◆ **Activity**: Copy every record that follows, word for word.

---- Material provided

PR #3027, opened 2023-12-01
Add compile-time checks w.r.t. `is_primary` or existence of `get_secondary_event()`

muffgaga:
That is not a polished commit, but rather just a draft showing that some more compile-time checking of the interfaces is possible without any restructuring. (Cf. discussion in PR #2988).

* By compile-time checking for the `IS_PRIMARY` property, we now can drop `Connection::get_secondary_event()`, which could only be reached by illegal code.
* It introduces a compile-time check on `not IS_PRIMARY` and the existence of the derived Connection's `get_secondary_event` — and it provides a compile-time error message in cases where this isn't the case.


nestkernel/connector_model.h
```diff
@@ -199,7 +219,19 @@ class GenericConnectorModel : public ConnectorModel
   SecondaryEvent*
   get_secondary_event() override
   {
-    return default_connection_.get_secondary_event();
+    constexpr bool is_primary = flag_is_set( ConnectionT::properties, nest::ConnectionModelProperties::IS_PRIMARY );
+    constexpr bool has_get_secondary_event = has_get_secondary_event_t< ConnectionT >::value;
+    static_assert(
+      is_primary xor has_get_secondary_event, "Non-primary connections have to provide get_secondary_event()" );
+    if constexpr ( ( not is_primary ) and has_get_secondary_event )
```
otcathatsya, line 226: should be sufficient to only check one of them after the assert

otcathatsya (approved):

nestkernel/connector_model.h
JanVogelsang: Should be sufficient, but also doesn't hurt to check for both at compile time, right?

nestkernel/connector_model.h
```diff
@@ -199,7 +219,19 @@ class GenericConnectorModel : public ConnectorModel
...
+    {
+      return default_connection_.get_secondary_event();
+    }
+    else
+    {
+      // unreachable code
+      return nullptr;
```
JanVogelsang, line 233:
```suggestion
    UnsupportedEvent( "Using secondary events on primary connections is not possible. Secondary connections must implement get_secondary_event!" );
```

JanVogelsang (changes requested):

heplesser:
@muffgaga Could you respond to the remarks in the code review? Also, could you merge master into your branch and fix the conflicts that have arisen since you created this PR?

nestkernel/connector_model.h
```diff
@@ -59,6 +59,26 @@ enum class ConnectionModelProperties : unsigned
   REQUIRES_CLOPATH_ARCHIVING = 1 << 6,
   REQUIRES_URBANCZIK_ARCHIVING = 1 << 7
 };
+}
+
+namespace
+{ // FIXME: utils namespace?
```
muffgaga: will move to util lib?

muffgaga: It's `ConnectorModel`-specific helper code, so I guess that's ok?

nestkernel/connector_model.h
muffgaga: (I am sorry for ignoring this for very long… Dennis pinged me today.)

I'd say "no change of behavior" compared to before — but now with the suggested change by @JanVogelsang from the other comment, there's this `UnsupportedEvent` instead of a `return nullptr`.

muffgaga:
I rebased it; it was almost conflict free (except for a conflict in the comment of get_secondary_event in the base class, which we remove in this PR anyways…)

nestkernel/connector_model.h
```diff
@@ -200,7 +220,19 @@ class GenericConnectorModel : public ConnectorModel
   std::unique_ptr< SecondaryEvent >
   get_secondary_event() override
   {
-    return default_connection_.get_secondary_event();
+    constexpr bool is_primary = flag_is_set( ConnectionT::properties, nest::ConnectionModelProperties::IS_PRIMARY );
+    constexpr bool has_get_secondary_event = has_get_secondary_event_t< ConnectionT >::value;
+    static_assert(
+      is_primary xor has_get_secondary_event, "Non-primary connections have to provide get_secondary_event()" );
+    if constexpr ( ( not is_primary ) and has_get_secondary_event )
```
muffgaga: If C++20 would be okay, we could simplify this and remove the helpers above, and just have:
```suggestion
    if constexpr ( ( not is_primary ) and requires { default_connection_.get_secondary_event(); } )
```

heplesser: Yes, we now require C++20 for NEST, so we should use `requires` here, and correspondingly below in `connector_model_impl.h`. Then we would not need to introduce `has_get_secondary_event_t` above at all, right?

And could we then not use `static_assert()` also here instead of `if constexpr`?

heplesser (commented):
@muffgaga Thanks for the updates! We now require C++20 for NEST, so we should use the `requires` approach, see also my inline comment.

Your code fails some of your formatting checks. Could you run the pre-commit hooks to fix that, see https://nest-simulator.readthedocs.io/en/stable/developer_space/guidelines/coding_guidelines_check.html#pre-commit ?

nestkernel/connector_model.h
muffgaga: Great, I changed it to a `requires` expression (and yes, I removed the helpers above as I mentioned before).

Regarding:

> And could we then not use `static_assert()` also here instead of `if constexpr`?

I believe there are still callers where types aren't known at compile type (maybe they could be known, but the code doesn't explicitly use constexpr) — so I think we still need to guard the code path by this conditional (as this would be illegal code for "primary" connection types). (…but I did not fully (re-)investigate — that's basically what I remember from the time I created this PR…)

heplesser:
@muffgaga Thanks! I sent you a PR towards your branch with a few more improvements.

muffgaga:
> @muffgaga Thanks! I sent you a PR towards your branch with a few more improvements.

Thanks → I just rebased onto `main` and cherry-picked your change.
(And thanks for the bug fix in the exception throwing; I just took the suggested change and never looked it up myself.)

heplesser (approved):
@muffgaga Thanks! Currently, the `isort` check fails due to changes to `isort`, see #3939. Nothing to worry about, just another merge from main once that issue will have been fixed.

heplesser:
@muffgaga Could you merge the newest main to fix the problem with the isort check?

--------

◆ **Task answer**:
PR #3027, opened 2023-12-01
Add compile-time checks w.r.t. `is_primary` or existence of `get_secondary_event()`

muffgaga:
That is not a polished commit, but rather just a draft showing that some more compile-time checking of the interfaces is possible without any restructuring. (Cf. discussion in PR #2988).

* By compile-time checking for the `IS_PRIMARY` property, we now can drop `Connection::get_secondary_event()`, which could only be reached by illegal code.
* It introduces a compile-time check on `not IS_PRIMARY` and the existence of the derived Connection's `get_secondary_event` — and it provides a compile-time error message in cases where this isn't the case.


nestkernel/connector_model.h
```diff
@@ -199,7 +219,19 @@ class GenericConnectorModel : public ConnectorModel
   SecondaryEvent*
   get_secondary_event() override
   {
-    return default_connection_.get_secondary_event();
+    constexpr bool is_primary = flag_is_set( ConnectionT::properties, nest::ConnectionModelProperties::IS_PRIMARY );
+    constexpr bool has_get_secondary_event = has_get_secondary_event_t< ConnectionT >::value;
+    static_assert(
+      is_primary xor has_get_secondary_event, "Non-primary connections have to provide get_secondary_event()" );
+    if constexpr ( ( not is_primary ) and has_get_secondary_event )
```
otcathatsya, line 226: should be sufficient to only check one of them after the assert

otcathatsya (approved):

nestkernel/connector_model.h
JanVogelsang: Should be sufficient, but also doesn't hurt to check for both at compile time, right?

nestkernel/connector_model.h
```diff
@@ -199,7 +219,19 @@ class GenericConnectorModel : public ConnectorModel
...
+    {
+      return default_connection_.get_secondary_event();
+    }
+    else
+    {
+      // unreachable code
+      return nullptr;
```
JanVogelsang, line 233:
```suggestion
    UnsupportedEvent( "Using secondary events on primary connections is not possible. Secondary connections must implement get_secondary_event!" );
```

JanVogelsang (changes requested):

heplesser:
@muffgaga Could you respond to the remarks in the code review? Also, could you merge master into your branch and fix the conflicts that have arisen since you created this PR?

nestkernel/connector_model.h
```diff
@@ -59,6 +59,26 @@ enum class ConnectionModelProperties : unsigned
   REQUIRES_CLOPATH_ARCHIVING = 1 << 6,
   REQUIRES_URBANCZIK_ARCHIVING = 1 << 7
 };
+}
+
+namespace
+{ // FIXME: utils namespace?
```
muffgaga: will move to util lib?

muffgaga: It's `ConnectorModel`-specific helper code, so I guess that's ok?

nestkernel/connector_model.h
muffgaga: (I am sorry for ignoring this for very long… Dennis pinged me today.)

I'd say "no change of behavior" compared to before — but now with the suggested change by @JanVogelsang from the other comment, there's this `UnsupportedEvent` instead of a `return nullptr`.

muffgaga:
I rebased it; it was almost conflict free (except for a conflict in the comment of get_secondary_event in the base class, which we remove in this PR anyways…)

nestkernel/connector_model.h
```diff
@@ -200,7 +220,19 @@ class GenericConnectorModel : public ConnectorModel
   std::unique_ptr< SecondaryEvent >
   get_secondary_event() override
   {
-    return default_connection_.get_secondary_event();
+    constexpr bool is_primary = flag_is_set( ConnectionT::properties, nest::ConnectionModelProperties::IS_PRIMARY );
+    constexpr bool has_get_secondary_event = has_get_secondary_event_t< ConnectionT >::value;
+    static_assert(
+      is_primary xor has_get_secondary_event, "Non-primary connections have to provide get_secondary_event()" );
+    if constexpr ( ( not is_primary ) and has_get_secondary_event )
```
muffgaga: If C++20 would be okay, we could simplify this and remove the helpers above, and just have:
```suggestion
    if constexpr ( ( not is_primary ) and requires { default_connection_.get_secondary_event(); } )
```

heplesser: Yes, we now require C++20 for NEST, so we should use `requires` here, and correspondingly below in `connector_model_impl.h`. Then we would not need to introduce `has_get_secondary_event_t` above at all, right?

And could we then not use `static_assert()` also here instead of `if constexpr`?

heplesser (commented):
@muffgaga Thanks for the updates! We now require C++20 for NEST, so we should use the `requires` approach, see also my inline comment.

Your code fails some of your formatting checks. Could you run the pre-commit hooks to fix that, see https://nest-simulator.readthedocs.io/en/stable/developer_space/guidelines/coding_guidelines_check.html#pre-commit ?

nestkernel/connector_model.h
muffgaga: Great, I changed it to a `requires` expression (and yes, I removed the helpers above as I mentioned before).

Regarding:

> And could we then not use `static_assert()` also here instead of `if constexpr`?

I believe there are still callers where types aren't known at compile type (maybe they could be known, but the code doesn't explicitly use constexpr) — so I think we still need to guard the code path by this conditional (as this would be illegal code for "primary" connection types). (…but I did not fully (re-)investigate — that's basically what I remember from the time I created this PR…)

heplesser:
@muffgaga Thanks! I sent you a PR towards your branch with a few more improvements.

muffgaga:
> @muffgaga Thanks! I sent you a PR towards your branch with a few more improvements.

Thanks → I just rebased onto `main` and cherry-picked your change.
(And thanks for the bug fix in the exception throwing; I just took the suggested change and never looked it up myself.)

heplesser (approved):
@muffgaga Thanks! Currently, the `isort` check fails due to changes to `isort`, see #3939. Nothing to worry about, just another merge from main once that issue will have been fixed.

heplesser:
@muffgaga Could you merge the newest main to fix the problem with the isort check?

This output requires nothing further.